▸ **Try it**: Retype, word for word, every line of the records below starting at the one that contains "-98,7 +97,7 @@ namespace Temporalio.Worker" and ending at the one that contains "(diff shortened: 1 of 33 files shown)"; include both of those lines and nothing more.

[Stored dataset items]
PR #446, opened 2025-04-09
Serialization context for converters and codecs

### LINKED ISSUE #438: [Feature Request] Serialization context for codecs and converters

See https://github.com/temporalio/features/issues/434

cretz:
## What was changed

* Added `IWithSerializationContext<T>` that can be implemented by data converters (and is), payload converters, encoding-specific payload converters, failure converters, and payload codecs to provide context-specific versions of themselves
* Added `ISerializationContext` as a base/marker interface for the contexts and nested `Activity` and `Workflow` class implementations of it
* Updated workflow client, schedule client, async activity client, workflow worker, activity worker, workflow outbound child, and workflow outbound external code to use context-specific converters/codecs.
* Added test to test most of those paths

## Checklist

1. Closes #438

### DIFF
--- a/src/Temporalio/Worker/WorkflowWorker.cs
+++ b/src/Temporalio/Worker/WorkflowWorker.cs
@@ -87,7 +87,6 @@ namespace Temporalio.Worker
             }))
             {
                 var tasks = new ConcurrentDictionary<Task, bool?>();
-                var codec = options.DataConverter.PayloadCodec;
                 while (true)
                 {
                     var act = await options.BridgeWorker.PollWorkflowActivationAsync().ConfigureAwait(false);
@@ -98,7 +97,7 @@ namespace Temporalio.Worker
                     }
                     // Otherwise handle and put on task set
                     // TODO(cretz): Any reason for users to need to customize factory here?
-                    var task = Task.Run(() => HandleActivationAsync(codec, act));
+                    var task = Task.Run(() => HandleActivationAsync(act));
                     tasks[task] = null;
                     _ = task.ContinueWith(
                         task => { tasks.TryRemove(task, out _); }, TaskScheduler.Current);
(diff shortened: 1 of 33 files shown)


src/Temporalio/Worker/WorkflowWorker.cs
```diff
@@ -215,46 +246,62 @@ private async Task HandleActivationAsync(IPayloadCodec? codec, WorkflowActivatio
...
-                        async _ =>
+                await options.BridgeWorker.CompleteWorkflowActivationAsync(comp).ConfigureAwait(false);
+            }
+            catch (Exception e)
+            {
+                logger.LogError(e, "Failed completing activation on {RunId}", act.RunId);
+            }
+        }
+
+        private async Task HandleCacheEvictionAsync(WorkflowActivation act, RemoveFromCache job)
```
cretz, line 261: When we added data conversion details to the existing `HandleActivationAsync` it complicated the code a lot because eviction was inside it too. So we took this opportunity to refactor and move eviction here to a separate method.

Sushisource: The royal "we" here is a bit hilarious lol

cretz: Maybe I have multiple personality disorder

Sushisource (commented):
Wow, definitely a bit of a laborious change.

I'm tempted to say it could maybe be a bit cleaner by creating some extension methods like `asSerializationContext` on things like some of the activation jobs/inputs/etc so that the places you're extracting info from them and turning them into a serialization context can be somewhat-deduped, and, maybe more importantly, just not create so much inline noise in the places where they're happening.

▸ **Exercise solution**:
@@ -98,7 +97,7 @@ namespace Temporalio.Worker
                     }
                     // Otherwise handle and put on task set
                     // TODO(cretz): Any reason for users to need to customize factory here?
-                    var task = Task.Run(() => HandleActivationAsync(codec, act));
+                    var task = Task.Run(() => HandleActivationAsync(act));
                     tasks[task] = null;
                     _ = task.ContinueWith(
                         task => { tasks.TryRemove(task, out _); }, TaskScheduler.Current);
(diff shortened: 1 of 33 files shown)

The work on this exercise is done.